Records from a data collection

□ □ □

PR #437, opened 2022-05-16
Fixes Service Resolution

Silvenga:
This PR fixes service resolution after the refactors in https://github.com/buehler/dotnet-operator-sdk/pull/394.


erin-allison:
Oh, heck... of course I missed that

buehler (approved):

PR #511, opened 2023-01-25
fix: IKubernetesClient.Get<> not retrieving namespaced resources due to parameter swap

georgevella:
While using the latest version of KubeOps,KubernetesClient, I've noticed that retrieval of kubernetes resources (ConfigMaps and a Deployment) was not working when passing a namespace.  

After further investigation, I've noticed that the underlying `GenericClient<>.ReadNamespacedAsync()` function had swapped parameters which was causing retrieval of resources to fail.


buehler (approved):
Good catch! Thank you. I just saw, that I did not make a test for that.

Issue #519, opened 2023-01-30
Allow entities to specify spec property of CRD as required


dvojak-cz:
**Is your feature request related to a problem? Please describe.**
I need to create CRD that will have spec section required.

**Describe the solution you'd like**
Create new attribute for marking entity. This attribute will mark whether or not the spec section should be required in the CRD.

dvojak-cz:
PR: #520

buehler:
Would it be "breaking" to just make all "spec" required? I don't think so, since using the custom resource object (base class) already uses the spec object.

dvojak-cz:
I have overcome it in my project this way. For me it makes sense, but the API will not stay totally the same, it's not an opt-in change.
- For clear code, I would just mark it as required.
- For not changing API I would add a new attribute.

What about adding a new attribute for now and when it's time to release a new Major version add the required attribute?
I can make another pull request so that it won't be forgotten.

buehler:
wdyt about this?
@tomasfabian @erin-allison 

I'd go for the change to make spec required when the custom class with spec and status is used. (Instead of a new attribute). And it is not a breaking change in my opinion. (Well... technically it is, but it is fixing a bug in my opinion)

tomasfabian:
Hello @buehler @dvojak-cz @anekdoti @erin-allison,
I think that deciding the optionality of the Spec based on its type's nullability is a good idea instead of using a required attribute.

Regarding the patch vs breaking change dilemma in semversioning I would vote for a major change here since in .NET it is possible to use package version ranges such as exclusive exact range (1.0,2.0). This could break some brave continuous delivery pipelines IMO.

buehler:
Fair point, and thanks for the input!

PR #520, opened 2023-01-30
Required spec attribute

dvojak-cz:
This PR adds feature that is described in following issue #519

It adds new attribute `RequiredSpec`. This attribute marks whether CRD, which is generated from Entity, mark _spec_ object (`.spec` for CRD) as required. If attribute is present on Entity, `.spec` CRD object is marked as required. If attribute is not present _spec_, section is optional.

with optional _spec_ following CRD manifest will be valid:
```
apiVersion: kubeops.test.dev/v1
kind: myKindObject
metadata:
  name: device
spec: {}
```
```c#
public class Spec 
{
    [Required] public int Index { get; set; }
}
public class MyKindObject : CustomKubernetesEntity<Spec>
{}
```

### DIFF
--- a/src/KubeOps/Operator/Entities/Annotations/RequiredSpecAttribute.cs
+++ b/src/KubeOps/Operator/Entities/Annotations/RequiredSpecAttribute.cs
@@ -1,0 +1,9 @@
+namespace KubeOps.Operator.Entities.Annotations;
+
+/// <summary>
+/// Allows to mark Entity specification as required.
+/// </summary>
+[AttributeUsage(AttributeTargets.Class)]
+public class RequiredSpecAttribute : Attribute
+{
+}
--- a/src/KubeOps/Operator/Entities/Extensions/EntityToCrdExtensions.cs
+++ b/src/KubeOps/Operator/Entities/Extensions/EntityToCrdExtensions.cs
@@ -365,6 +365,11 @@ internal static class EntityToCrdExtensions
                         prop.GetCustomAttribute<IgnorePropertyAttribute>() == null)
             .Select(GetPropertyName)
             .ToList();
+        if (jsonPath == string.Empty && type.GetCustomAttribute<RequiredSpecAttribute>() != null)
+        {
+            props.Required.Add(typeof(CustomKubernetesEntity<>).GetProperties()[0].Name.ToLowerInvariant());
+        }
+
         if (props.Required.Count == 0)
         {
             props.Required = null;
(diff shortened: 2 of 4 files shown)


buehler:
Hey @dvojak-cz 
Thank you for your contribution.

Would you mind explaining why you need this attribute? This contradicts the normal Kubernetes way (as far as I know). Since your object will be parsed from the yaml, the better option in this case would be to make spec an optional type, right? Then, the IDE will tell you to check for null values. Or, instantiate with a default type. I don't see the necessity for a "required" spec.

Or the other way around: as soon as an entity with spec is created, the spec should be required always, because otherwise the entity will not make sense.

dvojak-cz:
I totally agree that `spec` should be required, if an entity uses it. There are some objects that need `.spec` section otherwise it's not well defined (for example `Service`). That's why I find it useful to have the ability to mark a `.spec` object as required in a definition for CRD.

I agree that there are entities that can provide default values for you, but there are also possible entities that cannot do that. For these entities, I find it useful to make `.spec` in `openAPIV3Schema` so k8s api can validate objects properly.

Also when you want to force users to define some property in `.spec` using `[Required]` attribute it's possible to overcome this policy by not providing `.spec` at all. See example in [first comment](https://github.com/buehler/dotnet-operator-sdk/pull/520#issue-1563321603)

---
In my case, I am creating CRD (entity) which represents _IoT_ device. For this, I need to make sure that fields in `spec` are defined. If `spec` would be marked as required, I do not need to implement that in a validator. I just let k8s API check that for me.

buehler:
Hey @dvojak-cz 
I made up my mind :-)
SOrry for the long wait. Could you remove the required attribute and add the spec attribute to "required" by default? I think when someone uses the CustomKubernetesEntity with Spec, they actually want the spec.

Or even better:
remove the attribute and add the spec property to required IF the type is non-nullable.
so for example:
```csharp
class Test : CustomKubernetesEntity<TestSpec>{}
// results in the spec being required

class Test2 : CustomKubernetesEntity<TestSpec?>{}
// results in an optional spec
```

I think we should use the power of the language here.

dvojak-cz:
Oh, the solution with nullability looks really nice. I will have a look at it when I find some spare time.

dvojak-cz:
Sorry for such delay, may I add a property to the required attribute `OmitRequiredIfNullable `with a default value of false -- to make it clear that there is such behavior?

@buehler

Issue #522, opened 2023-02-03
[bug]: ResourceWatcher stops working after leadership changes


tomasfabian:
### Describe the bug

When the leadership changes the `ResourceWatcher` throws an unobserved exception:

```C#
System.AggregateException: A Task's exception(s) were not observed either by Waiting on the Task or accessing its Exception property. As a result, the unobserved exception was rethrown by the finalizer thread. (Cannot access a disposed object.)
 ---> System.ObjectDisposedException: Cannot access a disposed object.
   at System.Reactive.Subjects.Subject`1.ThrowDisposed() in /_/Rx.NET/Source/src/System.Reactive/Subjects/Subject.cs:line 53
   at System.Reactive.Subjects.Subject`1.OnNext(T value) in /_/Rx.NET/Source/src/System.Reactive/Subjects/Subject.cs:line 141
   at KubeOps.Operator.Kubernetes.ResourceWatcher`1.OnException(Exception e)
   at k8s.Watcher`1.WatcherLoop(CancellationToken cancellationToken)
   at k8s.Watcher`1.<.ctor>b__9_0()
``` 

My suspicion is that this happens after calling the `StartAsync` again on the same instance after `StopAsync`.

The problem could be fixed by removing [this line](https://github.com/buehler/dotnet-operator-sdk/blob/a0a582d0a6df500e271ae0e154b835df6a7c04aa/src/KubeOps/Operator/Kubernetes/ResourceWatcher%7BTEntity%7D.cs#L78) where the `_reconnectHandler` is disposed again outside of the [previous if](https://github.com/buehler/dotnet-operator-sdk/blob/a0a582d0a6df500e271ae0e154b835df6a7c04aa/src/KubeOps/Operator/Kubernetes/ResourceWatcher%7BTEntity%7D.cs#L75) `(!fromStop)` clause.

### To reproduce

Change the leadership from `LeaderState.Leader` to `LeaderState.Candidate` and back to `LeaderState.Leader`.

### Expected behavior

The resource watcher should not stop watching after leadership changed.

### Additional Context

I can prepare a PR if you will confirm that the issue is legitimate. Could be related to #482.

tomasfabian:
[...]

PR #523, opened 2023-02-04
ResourceWatcher reconnection fixes

tomasfabian:
Removed disposal of `_reconnectHandler` in `ResourceWatcher` which causes `ObjectDisposedException` after [leader reelections](https://github.com/buehler/dotnet-operator-sdk/blob/a2290ff9edc41bbbb3a7b47a13a00c99e469f8f9/src/KubeOps/Operator/Controller/ResourceControllerManager.cs#L45) and the watcher stops observing the resource. #522

The situation happens after a consecutive call to `StartAsync` after `StopAsync`:
```C#
await _watcher.StartAsync();

await _watcher.StopAsync();

await _watcher.StartAsync();
```

The `_reconnectHandler ` should be disposed only in the if statement of the Disposing method:
```C#
private void Disposing(bool fromStop)
{
        if (!fromStop)
        {
            _watchEvents.Dispose();
            _reconnectHandler.Dispose();
        }

        // _reconnectHandler.Dispose(); // this causes an error later on
        //...
}
```

Thx

### DIFF
--- a/src/KubeOps/Operator/Kubernetes/ResourceWatcher{TEntity}.cs
+++ b/src/KubeOps/Operator/Kubernetes/ResourceWatcher{TEntity}.cs
@@ -73,9 +73,9 @@ internal class ResourceWatcher<TEntity> : IDisposable, IResourceWatcher<TEntity>
         {
             _watchEvents.Dispose();
             _reconnectHandler.Dispose();
+            _reconnectSubscription.Dispose();
         }
 
-        _reconnectSubscription.Dispose();
         if (_cancellation?.IsCancellationRequested == false)
         {
             _cancellation.Cancel();
--- a/src/KubeOps/Operator/Kubernetes/ResourceWatcher{TEntity}.cs
+++ b/src/KubeOps/Operator/Kubernetes/ResourceWatcher{TEntity}.cs
@@ -194,8 +194,6 @@ internal class ResourceWatcher<TEntity> : IDisposable, IResourceWatcher<TEntity>
                 .Timer(TimeSpan.FromMinutes(1))
                 .FirstAsync()
                 .Subscribe(_ => _reconnectAttempts = 0);
-
-            _reconnectHandler.OnNext(backoff);
         }
         catch (Exception exception)
         {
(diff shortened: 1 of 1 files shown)


tomasfabian:
I think that the subscription from the ctor should be also moved to `StartAsync` since it is disposed in `StopAsync`:
```C#
        _reconnectSubscription =
            _reconnectHandler
                .Select(Observable.Timer)
                .Switch()
                .Retry()
                .Subscribe(async _ => await WatchResource(), error => _logger.LogError(error, $"There was an error while restarting the resource watcher {typeof(TEntity)}"));
```

Let me know please if I should do it, too. Thx.

buehler:
Hey @tomasfabian 
I guess not dispose it during closing is fine. It is not that big of a memory overhead and as long as one solution (or rather "fix") is in place we should be fine.

Would you mind to add a test case for this scenario? It should be fairly easy to add a test where you call the sequence of methods as mentioned in the issue and this PR and see if the await method throws an error.

Thank you for the contribution!

tomasfabian:
Hello @buehler,
`ResourceWatcher<TEntity>` is not prepared for unit testing. I'm not able to easily mock the `ResourceWatcherMetrics<TEntity>` ATM. It would require to wrap also the Prometheus dependencies such as `Gauge.Child`, because they have constructors with an internal modifier etc.

What do you think / suggest?

tomasfabian:
I can introduce a new interface `IResourceWatcherMetrics<TEntity>` would you accept it as part of this PR, please?

```C#
internal interface IResourceWatcherMetrics<TEntity> : IResourceWatcherMetrics
    where TEntity : IKubernetesObject<V1ObjectMeta>
{
}

internal interface IResourceWatcherMetrics
{
    IGauge Running { get; }
    // Gauge.Child Running { get; }

    ICounter WatchedEvents { get; }
    // Counter.Child WatchedEvents { get; }

    ICounter WatcherExceptions { get; }
    // Counter.Child WatcherExceptions { get; }

    ICounter WatcherClosed { get; }
    // Counter.Child WatcherClosed { get; }
}

internal class ResourceWatcherMetrics<TEntity> : IResourceWatcherMetrics<TEntity>
    where TEntity : IKubernetesObject<V1ObjectMeta>
{
  // ...
}
```

And then in the `OperatorBuilder` I have to change the DI registration:
```C#
Services.AddSingleton(typeof(IResourceWatcherMetrics<>), typeof(ResourceWatcherMetrics<>));
// Services.AddSingleton(typeof(ResourceWatcherMetrics<>));
```

Thx

buehler:
Ahh I see, yeah, you're right. No, then we'll leave it this way. If there is another issue with this matter, we can introduce an internal interface for this and add tests.

buehler (approved):

PR #537, opened 2023-02-23
fixed AdmissionResponse.PatchType to an optional value

### LINKED ISSUE #536: [bug]: Validating webhook may not return response.patchType
### Describe the bug

After migrating to version v7.0.9 we received the following error during applying a CR from kubectl:

_Validating webhook may not return response.patchType_

The error is thrown by the [api server](https://github.com/kubernetes/apiserver/blob/master/pkg/admission/plugin/webhook/request/admissionreview.go#L87). It ensures that a validating webhook doesn't return `patch` or `patchType`.

This is caused by the fact that the PatchType property's type was changed from a nullable string to a regular string and by setting a [default value](https://github.com/buehler/dotnet-operator-sdk/commit/a0a582d0a6df500e271ae0e154b835df6a7c04aa#diff-a8ff3731c87f4c2bbe57d3075c3cece6187fa7454da938288bbac032758e1b91L15-R22) for it.

I will prepare a PR.

### To reproduce

Create a validation webhook and apply a resource to the k8s cluster.

tomasfabian:
This PR changes back the AdmissionResponse.PatchType to an optional value #536 since validation web hooks cannot contain a PatchType.

Fixes #536

### DIFF
--- a/src/KubeOps/Operator/Webhooks/AdmissionResponse.cs
+++ b/src/KubeOps/Operator/Webhooks/AdmissionResponse.cs
@@ -19,7 +19,7 @@ internal sealed class AdmissionResponse
     public string[] Warnings { get; init; } = Array.Empty<string>();
 
     [JsonPropertyName("patchType")]
-    public string PatchType { get; set; } = JsonPatch;
+    public string? PatchType { get; set; }
 
     [JsonPropertyName("patch")]
     public string? Patch { get; set; }


tomasfabian:
Hi Christhoph @buehler, 
something came to my mind regarding this fix. 
Since we disabled the default `JSONPatch` value for validating web hooks, the mutating web hooks now don't have it filled  from the  `AdmissionResponse.JsonPatch` const.

Before v7.x.x it was [done in this way](https://github.com/buehler/dotnet-operator-sdk/commit/a0a582d0a6df500e271ae0e154b835df6a7c04aa#diff-9bb7408cf8aff71df497ab06a3fa1a1fe4a02106e2dfba0003ce76d1750d80eaL86).


Do you agree that we should add the bellow assignment into```IAdmissionWebhook<TEntity, MutationResult>.TransformResult``` function in `IMutationWebhook<TEntity>`, please?
```C#
if (result.ModifiedObject != null)
{
    //...
    response.PatchType = AdmissionResponse.JsonPatch;
}
```

PR #538, opened 2023-02-25
Adds the ability to replace webhooks on startup and configure the webhooks when creating (#525 and #532)

### LINKED ISSUE #525: [bug]: Webhook installation is not idempotent
### Describe the bug

Webhooks are typically installed in the init container of the operator pod. It is possible, that the webhook installation fails, e.g., due to a connection loss to the Kubernetes API. In such cases, the init container is restarted until it succeeds. 

However, if the `ValidatingWebhookConfiguration` or `MutatingWebhookConfiguration` are already created, the init container throws an exception (see below) hinting to a conflict with an already existing resource in the cluster.

This is due to that IMHO the method `KubernetesClient.Save` (https://github.com/buehler/dotnet-operator-sdk/blob/master/src/KubeOps.KubernetesClient/KubernetesClient.cs#L116) is not implemented correctly: for the decision whether to create or update a resource in the cluster, it checks whether the uid of the resource given as the argument to the method is null. In the webhook installation (and similar places in the framework), the resource given to the `Save` method are always freshly created, and therefore the uid is always null - independently of the possibility, that the resource already might exist in the cluster. A proper implementation of the `Save` method would check the existence of the resource in the cluster instead.

Another option would be to use the same pattern as for the service for the `WebhookConfigurations`, i.e., delete the already existing resource in the cluster before. I am not sure whether there is a reason why `Save` was used instead.

### To reproduce

1. Deploy a KubeOps operator and ensure that the webhook installation fails (e.g., by creating a `MutatingWebhookConfiguration` of the right name beforehand).
2. Remove the obstacle
3. Observe that further webhook installation attempts will fail (since the `ValidatingWebhookConfiguration` already got created)

### Expected behavior

The webhook installation should succeed eventually.

### Screenshots

The exception thrown by the webhook installer:
```
Create validator definition.
k8s.Autorest.HttpOperationException: Operation returned an invalid status code 'Conflict'
   at k8s.Kubernetes.SendRequestRaw(String requestContent, HttpRequestMessage httpRequest, CancellationToken cancellationToken)
   at k8s.AbstractKubernetes.k8s.ICustomObjectsOperations.CreateClusterCustomObjectWithHttpMessagesAsync(Object body, String group, String version, String plural, String dryRun, String fieldManager, Nullable`1 pretty, IReadOnlyDictionary`2 customHeaders, CancellationToken cancellationToken)
   at k8s.GenericClient.CreateAsync[T](T obj, CancellationToken cancel)
   at KubeOps.KubernetesClient.KubernetesClient.Create[TResource](TResource resource)
   at KubeOps.Operator.Commands.Management.Webhooks.Install.OnExecuteAsync(CommandLineApplication app)
   at McMaster.Extensions.CommandLineUtils.Conventions.ExecuteMethodConvention.InvokeAsync(MethodInfo method, Object instance, Object[] arguments)
   at McMaster.Extensions.CommandLineUtils.Conventions.ExecuteMethodConvention.OnExecute(ConventionContext context, CancellationToken cancellationToken)
   at McMaster.Extensions.CommandLineUtils.Conventions.ExecuteMethodConvention.<>c__DisplayClass0_0.<<Apply>b__0>d.MoveNext()
--- End of stack trace from previous location ---
   at McMaster.Extensions.CommandLineUtils.CommandLineApplication.ExecuteAsync(String[] args, CancellationToken cancellationToken)
   at Program.<Main>$(String[] args) in /build/Controller/Program.cs:line 105
Unhandled exception. k8s.Autorest.HttpOperationException: Operation returned an invalid status code 'Conflict'
   at k8s.Kubernetes.SendRequestRaw(String requestContent, HttpRequestMessage httpRequest, CancellationToken cancellationToken)
   at k8s.AbstractKubernetes.k8s.ICustomObjectsOperations.CreateClusterCustomObjectWithHttpMessagesAsync(Object body, String group, String version, String plural, String dryRun, String fieldManager, Nullable`1 pretty, IReadOnlyDictionary`2 customHeaders, CancellationToken cancellationToken)
   at k8s.GenericClient.CreateAsync[T](T obj, CancellationToken cancel)
   at KubeOps.KubernetesClient.KubernetesClient.Create[TResource](TResource resource)
   at KubeOps.Operator.Commands.Management.Webhooks.Install.OnExecuteAsync(CommandLineApplication app)
   at McMaster.Extensions.CommandLineUtils.Conventions.ExecuteMethodConvention.InvokeAsync(MethodInfo method, Object instance, Object[] arguments)
   at McMaster.Extensions.CommandLineUtils.Conventions.ExecuteMethodConvention.OnExecute(ConventionContext context, CancellationToken cancellationToken)
   at McMaster.Extensions.CommandLineUtils.Conventions.ExecuteMethodConvention.<>c__DisplayClass0_0.<<Apply>b__0>d.MoveNext()
--- End of stack trace from previous location ---
   at McMaster.Extensions.CommandLineUtils.CommandLineApplication.ExecuteAsync(String[] args, CancellationToken cancellationToken)
   at Program.<Main>$(String[] args) in /build/Controller/Program.cs:line 105
   at Program.<Main>(String[] args)
```

### Additional Context

Kubernetes: v1.23
KubeOps: 7.0.6

### LINKED ISSUE #532: [feature]: Specify failurepolicy when MutatingWebhookConfiguration is created

I'm trying to create a mutator on a pod, which works only while my operator is running. When the operator dies, for example, restarting the deployment, the pods can't be created because the `failurePolicy` is set to `Fail`, the default. When the pod starts up after changing it manually it gets reset to Fail.

Have a method called on the webhook that will allow us to configure the webhook and other objects that get installed in the cluster.

### Additional Context

_No response_

edwardcookemacu:
Closes #525 and Closes #532

### DIFF
--- a/src/KubeOps/Operator/Commands/Management/Webhooks/Install.cs
+++ b/src/KubeOps/Operator/Commands/Management/Webhooks/Install.cs
@@ -43,6 +43,13 @@ internal class Install
         LongName = "ca-certs")]
     public string CaCertificatesPath { get; set; } = "/ca";
 
+    [Option(
+        Description =
+            "If specified and set to true it will replace already existing webhooks",
+        ShortName = "r",
+        LongName = "replace-existing")]
+    public bool ReplaceExistingWebhooks { get; set; }
+
     public async Task<int> OnExecuteAsync(CommandLineApplication app)
     {
         var client = app.GetRequiredService<IKubernetesClient>();
@@ -116,7 +123,25 @@ internal class Install
             validatorConfig.Metadata.OwnerReferences = new List<V1OwnerReference> { deployment.MakeOwnerReference(), };
         }
 
-        await client.Save(validatorConfig);
+        if (ReplaceExistingWebhooks)
+        {
+            // Attempt a save, if it fails, delete the old one and re-create it.
+            try
+            {
+                await client.Save(validatorConfig);
+            }
+            catch (k8s.Autorest.HttpOperationException exception) when (exception.Response.StatusCode == System.Net.HttpStatusCode.Conflict)
+            {
+                await app.Out.WriteLineAsync("Validator existed, deleting and recreating.");
+                await client.Delete(validatorConfig);
+                await Task.Delay(500);
+                await client.Save(validatorConfig);
+            }
+        }
+        else
+        {
+            await client.Save(validatorConfig);
+        }
 
         await app.Out.WriteLineAsync("Create mutator definition.");
         var mutatorConfig = _mutatingWebhookConfigurationBuilder.BuildWebhookConfiguration(webhookConfig);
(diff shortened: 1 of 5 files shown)


edwardcookemacu:
I made the changes to the code to check if the validator or mutator exists and call update instead of delete/save within a try/catch.

buehler:
Perfectly fine ;-)
Maybe the `Save` methods needs a change to actually search for an existing resource first. This results in two calls, but that should not bother the Kubernetes API.

PR #540, opened 2023-02-27
Fix: AdmissionResponse.PatchType set to AdmissionResponse.JsonPatch const …

tomasfabian:
…in mutating webhooks for modifications. This is a follow up fix for #536 #537.


tomasfabian:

□ □ □

Task objective: Return the lines above precisely as they appear, beginning at the first line and ending at the line with "What about adding", and nothing after it.

Written solution:
PR #437, opened 2022-05-16
Fixes Service Resolution

Silvenga:
This PR fixes service resolution after the refactors in https://github.com/buehler/dotnet-operator-sdk/pull/394.


erin-allison:
Oh, heck... of course I missed that

buehler (approved):

PR #511, opened 2023-01-25
fix: IKubernetesClient.Get<> not retrieving namespaced resources due to parameter swap

georgevella:
While using the latest version of KubeOps,KubernetesClient, I've noticed that retrieval of kubernetes resources (ConfigMaps and a Deployment) was not working when passing a namespace.  

After further investigation, I've noticed that the underlying `GenericClient<>.ReadNamespacedAsync()` function had swapped parameters which was causing retrieval of resources to fail.


buehler (approved):
Good catch! Thank you. I just saw, that I did not make a test for that.

Issue #519, opened 2023-01-30
Allow entities to specify spec property of CRD as required


dvojak-cz:
**Is your feature request related to a problem? Please describe.**
I need to create CRD that will have spec section required.

**Describe the solution you'd like**
Create new attribute for marking entity. This attribute will mark whether or not the spec section should be required in the CRD.

dvojak-cz:
PR: #520

buehler:
Would it be "breaking" to just make all "spec" required? I don't think so, since using the custom resource object (base class) already uses the spec object.

dvojak-cz:
I have overcome it in my project this way. For me it makes sense, but the API will not stay totally the same, it's not an opt-in change.
- For clear code, I would just mark it as required.
- For not changing API I would add a new attribute.

What about adding a new attribute for now and when it's time to release a new Major version add the required attribute?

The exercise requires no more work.